为嵌套JSON定义输出模式的最佳方法是什么?我目前使用的方法感觉并不理想。
# 添加到规划器 -> from langchain.experimental.plan_and_execute import load_chat_planner
refinement_response_schemas = [
ResponseSchema(name="plan", description="""{'1': {'step': '','tools': [],'data_sources': [],'sub_steps_needed': bool}, '2': {'step': '','tools': [<empty list>],'data_sources': [<>], 'sub_steps_needed': bool},}"""),
] # 在描述中定义JSON模式,工作正常但感觉不够恰当
refinement_output_parser = StructuredOutputParser.from_response_schemas(refinement_response_schemas)

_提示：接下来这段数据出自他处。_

PR #111, opened 2023-04-26
Add support for customers that do not have orders

matthampton-stock2shop:
A customer may not have an associated user (e.g. it is created from a channel like shopify where the person involved is not ever going to be a stock2shop user).

In this case it should not show the user related fields:

- Price tier
- Warehouse
- Username
- Password stuff

image


matthampton-stock2shop:
This one is also ready for review, @casperlotter (chains on #109)

justinengle-krs (commented):
@matthampton-stock2shop  Was this the issue we had where the screen was just loading infinitely?

PR #1966, opened 2022-12-12
Fix load_kube_config unexpected `kube_config_path` keyword argument

### LINKED ISSUE #1893: load_kube_config() got an unexpected key word argument 'kube_config_path'
When using load_config() and "kube_config_path" in kwargs:
https://github.com/kubernetes-client/python/blob/16935036252be0fdf164f8ce624bd71eb8d35e89/kubernetes/base/config/__init__.py#L24
load_config(kube_config_path="/")

Received this error:
load_kube_config() got an unexpected key word argument 'kube_config_path'.

because:
image

image

blackstorm:
#### What type of PR is this?
/kind bug

Rename `kube_config_path` to the correct `config_file`

Fixes #1893 

Compatible `kube_config_path` argument, no break change.

```release-note
NONE
```

```docs

```

### DIFF
--- a/kubernetes/base/config/__init__.py
+++ b/kubernetes/base/config/__init__.py
@@ -34,6 +34,7 @@ def load_config(**kwargs):
     load_incluster_config functions.
     """
     if "kube_config_path" in kwargs.keys() or exists(expanduser(KUBE_CONFIG_DEFAULT_LOCATION)):
+        kwargs["config_file"] = kwargs.pop("kube_config_path", None)
         load_kube_config(**kwargs)
     else:
         print(
--- a/kubernetes/base/config/__init__.py
+++ b/kubernetes/base/config/__init__.py
@@ -33,7 +33,9 @@ def load_config(**kwargs):
     can be passed to either load_kube_config or
     load_incluster_config functions.
     """
-    if "kube_config_path" in kwargs.keys():
+    if "config_file" in kwargs.keys():
+        load_kube_config(**kwargs)
+    elif "kube_config_path" in kwargs.keys():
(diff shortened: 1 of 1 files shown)


kubernetes/base/config/__init__.py
```diff
@@ -33,7 +33,10 @@ def load_config(**kwargs):
     can be passed to either load_kube_config or
     load_incluster_config functions.
     """
-    if "kube_config_path" in kwargs.keys() or exists(expanduser(KUBE_CONFIG_DEFAULT_LOCATION)):
+    if "kube_config_path" in kwargs.keys():
```
roycaihw, line 36: it seems `kube_config_path` never worked. I wonder if we have any user setting it

kubernetes/base/config/__init__.py
```diff
@@ -33,7 +33,10 @@ def load_config(**kwargs):
...
+        kwargs["config_file"] = kwargs.pop("kube_config_path", None)
```
roycaihw, line 37: if both `kube_config_path` and `config_file` are set, we should keep the value of `config_file`

kubernetes/base/config/__init__.py
blackstorm: I think it might be due to the `load_kube_config` API change, `kube_config_path` is a ghost value now.

kubernetes/base/config/__init__.py
blackstorm: I added a check for the `config_file` value to ensure that it is used first

roycaihw:
/lgtm
/approve
Thanks!

PR #1973, opened 2022-12-19
redundant alias exports

### LINKED ISSUE #1970: Add __all__ or redundant alias to top level kubernetes

Currently pyright/pylance (popular Python language server/type-checker) give an error for e.g. this:

```
import kubernetes
kubernetes.config  # error!

# ... "config" is not a known member of module (reportGeneralTypeIssues)
```

The reason for this is the lack of `__all__` and/or rendundant aliasing in `kubernetes/__init__.py`-- effectively `kubernetes` has no public interface recognized by pyright/pylance.

This is easily fixable by defining `__all__` or with redundant aliasing:

```python
import kubernetes.client as client
import kubernetes.config as config
import kubernetes.dynamic as dynamic
import kubernetes.watch as watch
import kubernetes.stream as stream
import kubernetes.utils as utils
import kubernetes.leaderelection as leaderelection
```

smackesey:
#### What type of PR is this?

/kind bug

"Bug" is not really accurate but I had to pick a kind and nothing else fit. Rather, this PR marks symbols intended to be re-exported in `__init__.py` files as public by redundantly aliasing them (an alternative to defining `__all__`). This prevents false positive lint errors from type checkers like pyright.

refinement_format_instructions = refinement_output_parser.get_format_instructions()
refinement_output_parser.parse(output)
结果如下:
{'plan': {'1': {'step': 'Identify the top 5 strikers in La Liga',
'tools': [],
'data_sources': ['sports websites', 'official league statistics'],
'sub_steps_needed': False},
'2': {'step': 'Identify the top 5 strikers in the Premier League',
'tools': [],
'data_sources': ['sports websites', 'official league statistics'],
'sub_steps_needed': False},
...
'6': {'step': 'Given the above steps taken, please respond to the users original question',
'tools': [],
'data_sources': [],
'sub_steps_needed': False}}}
虽然它能工作,但我想要知道是否有更好的方法来处理这个问题。
回答:
据我所知,推荐的方法是使用pydantic输出解析器而不是结构化输出解析器… python.langchain.com/docs/modules/model_io/output_parsers/…(处理嵌套的解释在这里… youtube.com/watch?v=yD_oDTeObJY)。
例如:
from langchain.output_parsers import PydanticOutputParser
from pydantic import BaseModel, Field, validator
from typing import List, Optional
...
class PlanItem(BaseModel):
step: str
tools: Optional[str] = []
data_sources: Optional[str] = []
sub_steps_needed: str
class Plan(BaseModel):
plan: List[PlanItem]
parser = PydanticOutputParser(pydantic_object=Plan)
parser.get_format_instructions()